### ABOUT THIS EXERCISE
Copy out only the span from the line with "opal_ofi_happy=yes" to the end of the data, both ends kept, word for word.

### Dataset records
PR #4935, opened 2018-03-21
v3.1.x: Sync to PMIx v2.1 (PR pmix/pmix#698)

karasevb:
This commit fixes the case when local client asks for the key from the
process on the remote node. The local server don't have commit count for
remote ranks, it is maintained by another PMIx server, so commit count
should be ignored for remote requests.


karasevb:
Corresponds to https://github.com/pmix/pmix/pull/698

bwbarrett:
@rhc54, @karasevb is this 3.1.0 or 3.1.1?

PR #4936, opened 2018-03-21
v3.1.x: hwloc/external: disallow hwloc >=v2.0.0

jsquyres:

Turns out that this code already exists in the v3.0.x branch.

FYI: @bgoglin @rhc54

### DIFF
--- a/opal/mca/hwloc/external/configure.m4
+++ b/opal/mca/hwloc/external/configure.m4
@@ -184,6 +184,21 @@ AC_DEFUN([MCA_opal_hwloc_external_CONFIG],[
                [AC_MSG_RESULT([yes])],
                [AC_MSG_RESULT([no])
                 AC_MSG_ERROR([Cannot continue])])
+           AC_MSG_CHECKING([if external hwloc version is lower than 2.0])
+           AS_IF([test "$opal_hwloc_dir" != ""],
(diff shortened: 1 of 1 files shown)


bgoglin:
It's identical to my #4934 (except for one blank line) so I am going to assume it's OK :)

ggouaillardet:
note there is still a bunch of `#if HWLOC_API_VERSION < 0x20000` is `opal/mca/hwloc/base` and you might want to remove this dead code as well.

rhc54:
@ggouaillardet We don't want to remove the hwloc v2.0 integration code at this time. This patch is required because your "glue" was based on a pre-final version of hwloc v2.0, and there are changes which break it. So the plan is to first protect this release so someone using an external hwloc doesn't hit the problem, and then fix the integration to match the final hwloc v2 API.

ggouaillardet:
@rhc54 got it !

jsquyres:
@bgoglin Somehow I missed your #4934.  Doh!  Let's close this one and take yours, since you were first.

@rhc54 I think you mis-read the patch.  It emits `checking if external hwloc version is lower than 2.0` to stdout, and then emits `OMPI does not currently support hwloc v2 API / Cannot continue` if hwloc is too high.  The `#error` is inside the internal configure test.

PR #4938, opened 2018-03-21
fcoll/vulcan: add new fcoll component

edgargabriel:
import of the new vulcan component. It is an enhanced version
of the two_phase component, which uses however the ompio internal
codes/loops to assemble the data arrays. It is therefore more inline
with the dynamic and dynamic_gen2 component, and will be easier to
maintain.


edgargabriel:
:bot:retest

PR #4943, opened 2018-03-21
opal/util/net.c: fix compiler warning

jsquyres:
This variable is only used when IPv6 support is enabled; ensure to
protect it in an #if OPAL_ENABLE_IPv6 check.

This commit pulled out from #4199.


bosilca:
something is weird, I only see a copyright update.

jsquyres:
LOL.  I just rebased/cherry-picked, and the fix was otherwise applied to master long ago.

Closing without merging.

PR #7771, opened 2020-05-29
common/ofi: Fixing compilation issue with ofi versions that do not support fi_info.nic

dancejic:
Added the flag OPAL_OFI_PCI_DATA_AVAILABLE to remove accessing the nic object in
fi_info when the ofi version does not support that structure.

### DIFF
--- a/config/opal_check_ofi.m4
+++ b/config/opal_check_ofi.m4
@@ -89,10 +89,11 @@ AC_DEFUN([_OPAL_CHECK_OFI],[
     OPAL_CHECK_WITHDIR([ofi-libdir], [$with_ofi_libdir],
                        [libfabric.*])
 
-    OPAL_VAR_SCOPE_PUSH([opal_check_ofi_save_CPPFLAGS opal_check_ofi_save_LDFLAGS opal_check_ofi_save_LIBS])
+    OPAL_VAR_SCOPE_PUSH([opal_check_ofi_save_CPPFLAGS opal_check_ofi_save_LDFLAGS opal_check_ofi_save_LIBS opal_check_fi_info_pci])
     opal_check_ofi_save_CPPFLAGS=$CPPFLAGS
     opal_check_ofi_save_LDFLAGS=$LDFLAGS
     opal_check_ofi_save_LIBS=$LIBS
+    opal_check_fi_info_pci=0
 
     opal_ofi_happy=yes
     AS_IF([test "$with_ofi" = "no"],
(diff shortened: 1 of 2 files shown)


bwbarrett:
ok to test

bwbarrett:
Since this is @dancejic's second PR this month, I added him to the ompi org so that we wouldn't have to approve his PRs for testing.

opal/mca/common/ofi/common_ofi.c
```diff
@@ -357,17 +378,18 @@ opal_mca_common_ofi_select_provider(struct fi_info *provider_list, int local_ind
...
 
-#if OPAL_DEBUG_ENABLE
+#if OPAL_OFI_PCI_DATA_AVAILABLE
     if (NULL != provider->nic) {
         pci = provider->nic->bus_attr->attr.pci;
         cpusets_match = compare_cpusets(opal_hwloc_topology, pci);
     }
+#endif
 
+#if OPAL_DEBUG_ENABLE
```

### WRITTEN SOLUTION
     opal_ofi_happy=yes
     AS_IF([test "$with_ofi" = "no"],
(diff shortened: 1 of 2 files shown)


bwbarrett:
ok to test

bwbarrett:
Since this is @dancejic's second PR this month, I added him to the ompi org so that we wouldn't have to approve his PRs for testing.

opal/mca/common/ofi/common_ofi.c
```diff
@@ -357,17 +378,18 @@ opal_mca_common_ofi_select_provider(struct fi_info *provider_list, int local_ind
...
 
-#if OPAL_DEBUG_ENABLE
+#if OPAL_OFI_PCI_DATA_AVAILABLE
     if (NULL != provider->nic) {
         pci = provider->nic->bus_attr->attr.pci;
         cpusets_match = compare_cpusets(opal_hwloc_topology, pci);
     }
+#endif
 
+#if OPAL_DEBUG_ENABLE
```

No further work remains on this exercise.